Have confidence that you, the parent, can raise happy, God-loving children. It is by God’s design that the parents have the most influence on their children:

More than any retreat or mission, more than any spiritual book of exercise, yes, more than any priest or religious, parents themselves, in Holy Marriage, can lead their own children so very close to God. They can do this by the graces they channel into the souls of their children and by the power of example.

But how do we access the graces? I am not a theologian by any means, so correct me if I’m wrong: if I am in the state of grace, I can pray for patience, and I will receive the grace to act patiently. Then I must cooperate with grace by saying no to impatience, and saying yes to patience. The Holy Ghost will lead me, and strengthen me, to act patiently.
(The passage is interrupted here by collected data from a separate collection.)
PR #7271, opened 2024-05-27
ringhash: port e2e tests from c-core

atollena:
Fixes https://github.com/grpc/grpc-go/issues/6072.

RELEASE NOTES: none


xds/internal/balancer/ringhash/e2e/ringhash_balancer_test.go
```diff
@@ -134,11 +142,336 @@ func (s) TestRingHash_ReconnectToMoveOutOfTransientFailure(t *testing.T) {
...
+		Endpoints: []*endpointv3.ClusterLoadAssignment{ep1, ep2},
+		Clusters:  []*v3clusterpb.Cluster{cluster, cluster1, cluster2},
+		Routes:    []*v3routepb.RouteConfiguration{route},
+		Listeners: []*v3listenerpb.Listener{listener},
+	})
+	if err != nil {
+		t.Fatalf("failed to update xDS resources: %v", err)
+	}
+
+	// Here we use the hostname field in the response proto to verify which
```
easwars, line 304: Is it possible to the Peer call option to figure out where the request lands instead of relying on the HostName field in the response? Would that work better?

xds/internal/balancer/ringhash/e2e/ringhash_balancer_test.go
```diff
@@ -134,11 +142,336 @@ func (s) TestRingHash_ReconnectToMoveOutOfTransientFailure(t *testing.T) {
...
+
+	conn, err := grpc.NewClient("xds:///test.server", grpc.WithResolvers(xdsResolver), grpc.WithTransportCredentials(insecure.NewCredentials()))
+	if err != nil {
+		t.Fatalf("failed to create client: %s", err)
+	}
+	conn.Connect() // force triggering resource fetch. This isn't great, see comment below.
+	defer conn.Close()
+	client := testgrpc.NewTestServiceClient(conn)
+
+	// Wait to give time to the LB policy to request the child clusters.
```
easwars, line 283: If we can get the server to respond to a subset of resources using this: https://github.com/grpc/grpc-go/blob/master/internal/testutils/xds/e2e/server.go#L82, can we rely on channel state or some other state instead of sleeping?

atollena: I think allowing resource subset works fine for this case actually, and we don't need any time-sensitive code. I've updated the code to use it.

xds/internal/balancer/ringhash/e2e/ringhash_balancer_test.go
```diff
@@ -20,21 +20,28 @@ package ringhash_test
...
 import (
 	"context"
+	"strconv"
 	"testing"
 	"time"
 
+	v3clusterpb "github.com/envoyproxy/go-control-plane/envoy/config/cluster/v3"
+	endpointv3 "github.com/envoyproxy/go-control-plane/envoy/config/endpoint/v3"
+	v3listenerpb "github.com/envoyproxy/go-control-plane/envoy/config/listener/v3"
+	v3routepb "github.com/envoyproxy/go-control-plane/envoy/config/route/v3"
```
easwars, line 30: Nit: Could you please group these proto imports with other proto imports (currently on line 41). Thanks.

xds/internal/balancer/ringhash/e2e/ringhash_balancer_test.go
```diff
@@ -62,6 +69,7 @@ func (*testService) EmptyCall(context.Context, *testpb.Empty) (*testpb.Empty, er
 // ring contains a single subConn, and verifies that when the server goes down,
 // the LB policy on the client automatically reconnects until the subChannel
 // moves out of TRANSIENT_FAILURE.
+// XXX do we need to keep this one?
```
easwars, line 72: If I remember correctly, we added a special case in the code for this logic. So, unless this is covered by the 24 tests from c-core, we should continue to hold on to this.

Also, worthwhile might to get test coverage from before and after your tests. I believe we have a codecov bot and @arvindbr8 would know the details.

xds/internal/balancer/ringhash/e2e/ringhash_balancer_test.go
```diff
@@ -134,11 +142,318 @@ func (s) TestRingHash_ReconnectToMoveOutOfTransientFailure(t *testing.T) {
...
 
 	// An RPC at this point is expected to fail.
 	if _, err := client.EmptyCall(ctx, &testpb.Empty{}); err != nil {
 		t.Fatalf("rpc EmptyCall() failed: %v", err)
 	}
 }
+
+// XXX this is copy pasted from
+// https://github.com/grpc/grpc-go/blob/9199290ff8fee7c37283586929af39ba23dbab4b/xds/internal/balancer/clusterresolver/e2e_test/eds_impl_test.go#L93
+// Perhaps we should move it to a common package?
```
easwars, line 156: We *probably could* move it to a common package. I would assume then that the StubServer would need to implement all methods on the `TestService` to some acceptable degree.

But given that this is already going to a big change, I'm totally OK with having some repetitive test helper code spread across our code base.

xds/internal/balancer/ringhash/e2e/ringhash_balancer_test.go
```diff
@@ -134,11 +142,318 @@ func (s) TestRingHash_ReconnectToMoveOutOfTransientFailure(t *testing.T) {
...
+	}
+}
+
+// makeNonExistingBackends starts numBackends backends and stops them
+// immediately to simulate a server that is not reachable.
+func makeNonExistingBackends(t *testing.T, numBackends int) []*stubserver.StubServer {
+	var servers []*stubserver.StubServer
+	for i := 0; i < numBackends; i++ {
+		servers = append(servers, stubserver.StartTestService(t, nil))
+		servers[i].Stop()
```
easwars, line 183: Can this lead to test flakes at all, if the port released here (after the server is closed) is used by another test backend spun up by the same test binary?

easwars: Put another way, is there a different/better way to simulate a server that is not reachable?

xds/internal/balancer/ringhash/e2e/ringhash_balancer_test.go
```diff
@@ -134,11 +142,318 @@ func (s) TestRingHash_ReconnectToMoveOutOfTransientFailure(t *testing.T) {
...
+	}
+	return servers
+}
+
+// backendOptions returns a slice of e2e.BackendOptions for the given stub
+// servers.
+func backendOptions(t *testing.T, servers []*stubserver.StubServer) []e2e.BackendOptions {
```
easwars, line 190: Here and in other helper functions, I don't see `t` being used for anything other than calling `t.Helper()`. Can we not pass `t` in these cases instead?

xds/internal/balancer/ringhash/e2e/ringhash_balancer_test.go
```diff
@@ -134,11 +142,318 @@ func (s) TestRingHash_ReconnectToMoveOutOfTransientFailure(t *testing.T) {
...
+	return backendOpts
+}
+
+// TestRingHash_AggregateClusterFallBackFromRingHashAtStartup tests that when
+// an aggregate cluster is configured with ring hash policy, and the first
+// cluster is in transient failure, all RPCs are sent to the second cluster
+// using the ring hash policy.
+func (s) TestRingHash_AggregateClusterFallBackFromRingHashAtStartup(t *testing.T) {
+	// origin: https://github.com/grpc/grpc/blob/083bbee4805c14ce62e6c9535fe936f68b854c4f/test/cpp/end2end/xds/xds_ring_hash_end2end_test.cc#L97
+
```
easwars, line 207: We can probably get rid of this comment.

easwars (commented):
I think the overall approach looks good. So, I will wait for you to move it out of draft before I give any further comments. Thanks.

xds/internal/balancer/ringhash/e2e/ringhash_balancer_test.go
atollena: It works equally well and removes some clutter, so I took your suggestion.

xds/internal/balancer/ringhash/e2e/ringhash_balancer_test.go
arvindbr8: tsk, Codecov job run seems to have [silently failed](https://github.com/grpc/grpc-go/actions/runs/9273303440/job/25513084598?pr=7271#step:5:32) - seems to be a throttling issue. I will fix it.  ugh, It looked strange to me that the coverage report was missing.

atollena:
I implemented 8 out of the 23 tests in https://github.com/grpc/grpc/blob/master/test/cpp/end2end/xds/xds_ring_hash_end2end_test.cc.

I'd suggest we try to get those in and add more tests in a separate commit.

Regarding potential flakyness: I ran those tests with -count 1000 which didn't yield any failure.

xds/internal/balancer/ringhash/e2e/ringhash_balancer_test.go
```diff
@@ -134,11 +154,794 @@ func (s) TestRingHash_ReconnectToMoveOutOfTransientFailure(t *testing.T) {
...
+		}},
+	})
+	cluster := e2e.ClusterResourceWithOptions(e2e.ClusterOptions{
+		ClusterName: clusterName,
+		ServiceName: clusterName,
+	})
+	// Increasing min ring size for random distribution.
+	config := testutils.MarshalAny(t, &v3ringhashpb.RingHash{
+		HashFunction:    v3ringhashpb.RingHash_XX_HASH,
+		MinimumRingSize: &wrapperspb.UInt64Value{Value: 100000},
```
atollena, line 816: Actually this doesn't work because raising the minimum ring size is gated behind an environment variable. I'll look into:
- whether increasing the ring size really makes the distribution more uniform
- how to set the environment variable in tests (e.g. via mutating envconfig perhaps?)

xds/internal/balancer/ringhash/e2e/ringhash_balancer_test.go
```diff
@@ -134,11 +154,794 @@ func (s) TestRingHash_ReconnectToMoveOutOfTransientFailure(t *testing.T) {
...
+			t.Errorf("Got %v RPCs routed to a backend, want %v", got, want)
+		}
+	}
+
+}
+
+// computeIdealNumberOfRPCs computes the ideal number of RPCs to send so that
+// we can observe an event happening with probability p, and the result will
+// have value p with the given error tolerance.
+func computeIdealNumberOfRPCs(p, errorTolerance float64) int {
```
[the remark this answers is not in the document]
atollena: OK, that was actually due to some rounding errors and not properly using ring hash 🤦.

xds/internal/balancer/ringhash/e2e/ringhash_balancer_test.go
atollena: I ended up setting envconfig in a helper here.

easwars:
I see that this is still assigned to you. Please assign it to me when you think it is ready for me to take a pass. Thanks.

atollena:
> I see that this is still assigned to you. Please assign it to me when you think it is ready for me to take a pass. Thanks.

This is ready for review.

xds/internal/balancer/ringhash/e2e/ringhash_balancer_test.go
```diff
@@ -134,11 +155,797 @@ func (s) TestRingHash_ReconnectToMoveOutOfTransientFailure(t *testing.T) {
...
+	defer stop()
+
+	// Stop the servers that we want to be unreachable.
+	stopNonExistant()
+
+	newCluster1Name := "new_cluster_1"
+	newEdsService1Name := "new_eds_service_1"
+	newCluster2Name := "new_cluster_2"
+	newEdsService2Name := "new_eds_service_2"
+	clusterName := "aggregate_cluster"
```
easwars, line 253: How about: `primaryClusterName`, `primaryServiceName`, `secondaryClusterName`, `secondaryServiceName` and `aggregateClusterName` as names for these? And also, these should be const instead of var. Thanks.

Also, in the same vein, the resource names could `primaryCluster`, `primaryEndpoints` etc

xds/internal/balancer/ringhash/e2e/ringhash_balancer_test.go
```diff
@@ -134,11 +155,797 @@ func (s) TestRingHash_ReconnectToMoveOutOfTransientFailure(t *testing.T) {
...
+	})
+	cluster2 := e2e.ClusterResourceWithOptions(e2e.ClusterOptions{
+		ClusterName: newCluster2Name,
+		ServiceName: newEdsService2Name,
+	})
+	cluster := e2e.ClusterResourceWithOptions(e2e.ClusterOptions{
+		ClusterName: clusterName,
+		Type:        e2e.ClusterTypeAggregate,
+		// TODO: when "A75: xDS Aggregate Cluster Behavior Fixes" is merged, the
+		// policy will have to be set on the child clusters.
```
easwars, line 283: Nit: Technically, not when A75 is merged, but when support for that is merged in the grpc-go repo.

xds/internal/balancer/ringhash/e2e/ringhash_balancer_test.go
```diff
@@ -134,11 +155,797 @@ func (s) TestRingHash_ReconnectToMoveOutOfTransientFailure(t *testing.T) {
...
+
+	err := xdsServer.Update(context.Background(), e2e.UpdateOptions{
+		NodeID:    nodeID,
+		Endpoints: []*v3endpointpb.ClusterLoadAssignment{ep1, ep2},
+		Clusters:  []*v3clusterpb.Cluster{cluster, cluster1, cluster2},
+		Routes:    []*v3routepb.RouteConfiguration{route},
+		Listeners: []*v3listenerpb.Listener{listener},
+	})
+	if err != nil {
+		t.Fatalf("failed to update xDS resources: %v", err)
```
easwars, line 298: Nit: All these test failure error strings can be capitalized. The style guide recommendation to not capitalize error strings does not apply to test failures, log messages etc.

xds/internal/balancer/ringhash/e2e/ringhash_balancer_test.go
```diff
@@ -134,11 +155,797 @@ func (s) TestRingHash_ReconnectToMoveOutOfTransientFailure(t *testing.T) {
...
+
+	gotPerBackend := checkRPCSendOK(t, ctx, client, 100)
+	if len(gotPerBackend) != 1 {
+		t.Errorf("Got RPCs routed to %v backends, want %v", len(gotPerBackend), 1)
+	}
+	for _, count := range gotPerBackend {
+		if count != 100 {
+			t.Errorf("Got %v RPCs routed to a backend, want %v", count, 100)
+		}
+	}
```
easwars, line 319: Can we tighten this check?

At this point, it just verifies that all RPCs are sent to one backend. It does not verify that it is actually sent to *one* of the secondary backends. Although, I do agree that adding aggregate clusters into the mix here for ring_hash testing seems excessive. But given that we are following what C-core has in terms of test cases, we should actually verify that RPCs in fact are routed to the backends in the cluster that we expect RPCs to go to.

xds/internal/balancer/ringhash/e2e/ringhash_balancer_test.go
```diff
@@ -134,11 +155,797 @@ func (s) TestRingHash_ReconnectToMoveOutOfTransientFailure(t *testing.T) {
...
+		_, err := client.EmptyCall(ctx, &testpb.Empty{}, grpc.Peer(&remote))
+		if err != nil {
+			t.Fatalf("rpc UnaryCall() failed: %v", err)
+		}
+		backendCount[remote.Addr.String()]++
+	}
+	return backendCount
+}
+
+// TestRingHash_AggregateClusterFallBackFromRingHashAtStartup tests that when
```
easwars, line 232: I agree we have test comments that include the test name (just like docstings for regular functions/methods). But in subsequent reviews, we came to the conclusion that that is not really required. So, newer test code can just say `//Tests <foooooo baaaaar>` instead of `//Test_Fooooo_Baaaaaar tests <fooooo barrrrrr>`

xds/internal/balancer/ringhash/e2e/ringhash_balancer_test.go
```diff
@@ -134,11 +155,797 @@ func (s) TestRingHash_ReconnectToMoveOutOfTransientFailure(t *testing.T) {
...
+// addresses as keys and number of RPCs sent to this address as value. Abort the
+// test if any RPC fails.
+func checkRPCSendOK(t *testing.T, ctx context.Context, client testpb.TestServiceClient, num int) map[string]int {
+	t.Helper()
+
+	backendCount := make(map[string]int)
+	for i := 0; i < num; i++ {
+		var remote peer.Peer
+		_, err := client.EmptyCall(ctx, &testpb.Empty{}, grpc.Peer(&remote))
+		if err != nil {
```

In a valid Catholic marriage, husband and wife receive Sacramental graces AND Sanctifying graces. Whenever we are confused about how to handle a child’s new inclination to some bad habit or sin, God is there, ready to give you understanding and grace to handle the situation with love, patience, and guidance.  God IS a loving Father Who wants to help us in every way He can.

In other words, husband and wife do not receive all the grace of the Sacrament at one time. Rather, once they enter this sacramental state they have the right to receive all the actual graces especially needed to fulfill the ends of marriage.

But one of the final ends of marriage is the sanctification of children. Therefore, parents must receive the actual graces to accomplish that end! They receive those sacramental graces as they are needed and when they are needed.

And again:

We are on the surest of theological grounds in stating that because one of the primary ends of marriage is the sanctification of children, Christians who validly enter that state and put no obstacle in the way are guaranteed, not only Sanctifying Grace, but a very special sacramental grace to enable them to sanctify their children.

I realize this post barely scratches the surface of the graces of Matrimony, but it makes me excited to know that there is so much to learn, and how happy and hopeful that makes me!  Knowing there is help from Heaven to raise my kids brings me peace of mind.

May God bless all parents and children throughout the world!

(All quotes were taken from A Parent’s Blueprint for Making Youth Holy” by Fr. Daniel Egan, S.A. It is part of a larger work published in 1956 titled “Sanctity and Success in Marriage”…I will have to search for that later! I highly recommend reading the entire article – he lays out 6 qualities of holy parents, and it is overall very encouraging.)